== What to work on ==
Return a copy of every line in the records that includes the word "multipool".

== Excerpted records ==
^^^^^^^^^^^^^^^^

PR #556, opened 2026-06-09
perf(multipool): fuse PPGD source-grad into the main backward

danbraunai-goodfire:
## Summary
The final PPGD forward was backproped **twice** per step: `before_backward` ran a separate `autograd.grad(recon_loss, sources, retain_graph=True)` (a full backward through the recon forward) and then `total_loss.backward()` ran another full backward for the component grads. The sources are leaves in the `total_loss` graph, so the main backward already populates `source.grad` — the separate pass is redundant.

This drops it: `before_backward` just flags the step, and `after_backward` harvests `source.grad / coeff` via a new `PersistentPGDState.collect_source_grads`, then runs the **unchanged** `reduce_source_grads` (replica-sync AVG) + `step`. `total_loss` adds the recon term scaled by `coeff` and nothing else depends on the sources, so `source.grad == coeff · ∂recon/∂source`; dividing by `coeff` recovers exactly what `get_grads(recon_loss)` returned.

Saves ~one full backward per step. This is the multipool port of the same change measured at **~7% faster** on the base 4L path (dp2, batch 16).

## Equivalence
Gradients are identical, not approximate — only *how the raw per-rank grad is obtained* changes; `reduce_source_grads` and `step` are untouched. New unit test `test_collect_source_grads_matches_get_grads` asserts `source.grad/coeff` == the separate `get_grads` pass.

^^^^^^^^^^^^^^^^

== Finished exercise ==
perf(multipool): fuse PPGD source-grad into the main backward
Saves ~one full backward per step. This is the multipool port of the same change measured at **~7% faster** on the base 4L path (dp2, batch 16).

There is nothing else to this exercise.